Data 612 Discussion Assignment 1
The Netflix Recommender System
Research Question
Choose one commercial recommender and describe how you think it works (content-based, collaborative filtering, etc.). Does the technique deliver a good experience or are the recommendations off-target?
The Netflix Recommender System
Netflix utilizes a recommender system that tailors its extensive media catalog to the interests of individual subscribers. Over 80% of the content people watch on Netflix is discovered through this system, making it an integral part of the service. The system consists of a series of algorithms (based on search, ranking, similarity, ratings, etc.) that analyze the viewing habits of subscribers in order to place them into taste groups. The taste groups that a subscriber belongs to determine what media is used to populate their home screen.
The system utilizes both user based collaborative filtering (in that it groups subscribers into taste groups based on their viewing habits), and content based filtering. The content based filtering is likely used to offset the fact that the system does not have viewing profiles for new subscribers. Content based filtering can therefore be used as a catalyst to generate these profiles.
Netflix groups viewing recommendations by genre, and displays them as a series of rows on the subscriber’s home screen. This makes it easy for the subscriber to quickly decide if the recommendations that populate a row are worth watching, or if they should jump to the next row.
The system utilizes five major algorithms in order to generate and populate these rows:
1. Personalized Video Ranker (PVR) Algorithm
Categorizes and orders content into rows based on an individual user’s viewing history. So for example, if a viewer regularly watches comedy and romance movies, then the system will add a comedy and romance row to the user’s profile page containing recommended content for these genres.
2. Top N Video Ranker Algorithm
Responsible for creating and populating the Top Picks row on a user’s profile. This algorithm searches the entire content catalog for top ranking personalized recommendations for a particular user, and adds them to the Top Picks row.
3. Trending Now Algorithm
Generates and populates the Trending Now row on a user’s profile page. The algorithm uses the viewing histories, ratings, and activities of all members to populate this row. Additionally, the algorithm takes into account real-time events when deciding which content it should serve. For example, on Valentine’s Day the trending now row is likely to contain a lot of romance based movies and shows.
4. Continue Watching Algorithm
Populates the Continue Watching row based on the probability that a user will continue watching a show or movie. It also factors in contextual data such as time passed since last viewing, and at what point in the show/movie did the user stop watching, to determine what content makes it into this row.

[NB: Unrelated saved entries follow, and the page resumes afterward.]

PR #5135, opened 2026-08-16
Continue modernizing internal API accesses and avoid depending on knowledge of core class internals

akohlmey:
**Summary**

This continues the work to use modernized accessors and APIs and the utils namespace functions and parsing tools instead of legacy functions that have insufficient error checks or unexpected behavior or require complex code.

**Related Issue(s)**

N/A

**Author(s)**

Axel Kohlmeyer, Temple U

**Licensing**

Large parts of the changes in this pull request were implemented with the assistance of Claude Code, working from a detailed, human-reviewed plan and with all changes reviewed, built, and tested locally.  The initial commits adjusting the `Modify::delete_fix()`/`delete_compute()` semantics and many changes to introduce clang-format processing, use improved error messages and correct style names were written by hand.

**Backward Compatibility**

All unit tests and regression tests pass as before. Tests with pair style ldd needed an update of the reference because of the parsing now (correctly) parsing the parameters into double precision values instead of single precision

**Implementation Notes**

- make `Modify::delete_compute()` and `Modify::delete_fix()` safe to use in a class's destructor when the list of computes and fixes has already been purged in the Modify class destructor
- replace external accesses to `Modify::nfix/ncompute/fix[]/compute[]/fmask[]` and calls to `Modify::find_fix()/find_compute()` with the `get_fix_by_id()`, `get_fix_by_style()`, `get_fix_list()` accessors (and compute equivalents); a small `set_fix_mask()/clear_fix_mask()` API was added for the few fixes that need to toggle bits in their stored fix mask
- replace use of `atoi()`, `atof()`, `std::stoi()`, `std::stod()`, `sscanf()` in favor of `utils::*numeric()` and `ValueTokenizer`, converting several simple custom file readers to `TextFileReader`/`PotentialFileReader` in the process (LCBOP, ORIENT, BOCS, AMOEBA bitorsion, bond/react map files, NEB headers, -reorder file)
- replace use of `sprintf()` with `fmt::format()` or `std::to_string()`
- apply a consistent convention to `get_fix_by_style()` patterns: keep the leading `^` anchor, drop the trailing `$` where the style name is an unambiguous prefix so that future suffixed (accelerated) variants are matched, keep `$` where a prefix match could return an unrelated style (e.g. `^drude$`, since the `drude/transform` fixes are not derived from `FixDrude`)

Several small latent bugs found during the conversion are fixed as part of the respective commits (an unchecked negative compute index in fix gemc, a memory leak on re-init in fix nve/spin and in the BPM bond style destructors, a leaked malloc buffer in fix shardlow/kk, uninitialized reads in the -reorder and fix ehex error paths, an out-of-bounds access for malformed KIM index ranges, an uncaught exception for non-numeric variable values passed to Python functions, and two no-op sscanf calls on section titles in fix amoeba/pitorsion).  File readers converted to the reader classes were verified to reproduce the reference logs of the bundled examples exactly (amoeba ubiquitin, bocs LD, tiny_nylon, neb, orient/eco) and the lcbop force-style test.

:warning: DRUDE package: While applying the style match conventions it was noticed that `fix_tgnh_drude.cpp` is a modified copy of `fix_nh.cpp` where most error messages and several comments were left unchanged from the original, so problems were reported for "fix nvt/npt/nph" instead of the actual tgnvt/tgnpt/drude styles.  The file was audited against the evolution of `fix_nh.cpp` since it was forked (November 2020): all applicable fix_nh bugfixes since then had already been carried over, but the audit uncovered and fixes an inherited **out-of-bounds read**: the `temp` keyword parsing still used the fix nh bounds check for 4 arguments although the tgnh variant reads 6, so a too short fix command read past the end of the argument list.

In addition, the detection of incompatible constraint fixes (shake/rattle/ilves) was made consistent across `fix ehex`, `fix filter/corotate`, `fix tfmc`, `fix temp/csld`, `fix baoab`, and `fix nve/limit`, and now also covers the new `fix ilves` constraint fix.

21 per-atom computes in the MACHDYN and DPD-MESO packages compared the compute style against hard-coded strings that did not match the registered style names (underscores instead of slashes, copy-paste names from other computes), so their duplicate instance warnings were unreachable dead code; the names were corrected and the checks converted to the anchored `get_compute_by_style()` pattern, which means inputs defining more than one instance of these computes will now start to see the warning.

Processing of the GitHub Copilot review (threads are resolved after processing):

- *Modify::delete_fix()/delete_compute() early return changes unfix/uncompute semantics*: **valid.**  The lenient API is intentional (destructor cleanup), so a strict check for a valid ID was added to the unfix/uncompute command handling in the Input class instead, which restores the previous behavior and reports the error with a pointer to the failing argument of the input line.
- *fix nve/spin caches stale fix pointers across runs*: **partially valid.**  The claims for the precession/langevin fixes were incorrect (those loops are bounded by counts that are reset to zero), but the setforce/spin pointer use is not count-guarded and could indeed dereference a dangling pointer after that fix was deleted; this staleness pre-dates this pull request and is now fixed by resetting the cached flags and pointer in init().
- *error->one() instead of error->all() for collective checks in fix filter/corotate and fix ehex*: **valid,** fixed (partially a pre-existing issue inherited from the original fix shake check).
- Two additional comments on fix nve/spin were *suppressed as low confidence* by Copilot but checked anyway: the setforce/spin one was in fact the **most severe finding of the review** (a genuine pre-existing use-after-free, since that pointer use is not count-guarded), the langevin one is runtime-harmless (count-bounded loop).  Both are covered by the flag/pointer reset applied for the inline comment above.

**Post Submission Checklist**


src/DPD-MESO/compute_edpd_temp_atom.cpp
```diff
@@ -50,11 +53,8 @@ ComputeEDPDTempAtom::~ComputeEDPDTempAtom()
 void ComputeEDPDTempAtom::init()
 {
 
-  int count = 0;
-  for (int i = 0; i < modify->ncompute; i++)
-    if (strcmp(modify->compute[i]->style,"temp_vector/atom") == 0) count++;
```
jtclemm, line 55: Just to confirm, was the temp_vector/atom style renamed?

src/AMOEBA/fix_amoeba_bitorsion.cpp
```diff
@@ -727,23 +729,25 @@ double FixAmoebaBiTorsion::compute_scalar()
...
 
-    (void) fgets(line,MAXLINE,fp);
-    (void) fgets(line,MAXLINE,fp);
-    eof = fgets(line,MAXLINE,fp);
-    if (eof == nullptr)
-      error->one(FLERR, Error::NOLASTLINE, "Unexpected end of fix amoeba/bitorsion file");
+    // skip title line, then read number of types from "N bitorsion types" line
 
-    sscanf(line,"%d",&nbitypes);
+    reader = new TextFileReader(fp, "fix amoeba/bitorsion");
```
rbberger:
```c++
std::unique_ptr<TextFileReader> reader;

reader = std::make_unique<TextFileReader>(fp, "fix amoeba/bitorsion");
```

src/DRUDE/fix_tgnh_drude.cpp
```diff
@@ -14,6 +14,11 @@
 
 /* -------------------------------------------------------------------------------------
    Contributing authors: Mark Stevens (SNL), Aidan Thompson (SNL), Zheng Gong (ENS Lyon)
+
+   This is a modified copy of fix_nh.cpp (by Mark Stevens and Aidan Thompson) that
+   implements temperature-grouped Nose-Hoover thermostatting/barostatting for
+   Drude polarizable models.  Bugfixes and updates applied to fix_nh.cpp and its
+   derived classes may have to be applied to this file and its derived classes, too.
```
jtclemm, line 21: Seems a little vague of a warning. Is there a particular date from which bugs have to be checked? Or is there strong reason to believe there are bugs?

src/DPD-MESO/compute_edpd_temp_atom.cpp
akohlmey: This must have been done *before* the package was included in LAMMPS.

src/DRUDE/fix_tgnh_drude.cpp
akohlmey: I have done what I can, everything beyond that needs to be done by the people that have contributed the package. It *looks* as if all fixes from upstream have been included as well, so the changes here are mostly cosmetic. However, I felt that adding a comment indicating the heritage of this file and that it replicates (to some degree) fix_nh.cpp was needed, since it was just copied without.

src/AMOEBA/fix_amoeba_bitorsion.cpp
akohlmey: done. thanks for reminding me. I keep forgetting this pattern for no reason.

src/DRUDE/fix_tgnh_drude.cpp
akohlmey: > Is there a particular date from which bugs have to be checked? Or is there strong reason to believe there are bugs?

Just to be sure, I have checked all changes to fix_nh.cpp since this file was copied and verified if the equivalent changes are applicable and present here. This is now up-to-date as far as I can tell.

jtclemm: Got it, I suppose that's as good as it'll get.

jtclemm (approved):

5. The Video-Video Similarity Algorithm
Creates and populates the “Because You Watched” rows on a user’s profile. This algorithm takes a movie or show that was watched by a user, and searches for similar content. It then calculates the similarity of that content, and populates the row with the most similar items. Out of the five algorithms, this is the least personalized algorithm.
Conclusion
Netflix currently has 182.8 million subscribers, and a high customer retention rate, which suggests that their recommendation system is effective. In terms of user experience, speaking from my own experience as a Netflix subscriber, I am satisfied with the experience and find their suggestions useful when searching for new content.
Attacks on Recommender Systems
Read the article below and consider how to handle attacks on recommender systems. Can you think of a similar example where a collective effort to alter the workings of content recommendations have been successful? How would you design a system to prevent this kind of abuse?
Travis M. Andrews, The Washington Post (2017): Wisdom of the crowd? IMDb users gang up on Christian Bale’s new movie before it even opens.
A similar example of this was the apparent use of bots to drive down the audience score for ‘The Last Jedi’ on the entertainment review site Rotten Tomatoes. The anti Disney Facebook group “Down With Disney’s Treatment of Franchises and its Fanboys” claimed that they created bot Facebook accounts to log into Rotten Tomatoes and review bomb the movie.
Apparently, the site uses reCAPTCHA to prevent bots from creating fake accounts. However, the site also offers the option to signup via Facebook, which allows users to bypass the reCAPTCHA check. Therefore, the first step in preventing such an attack would obviously be to remove that option. Additionally, the site could use multi-factor authentication to authenticate users before allowing them to submit a review.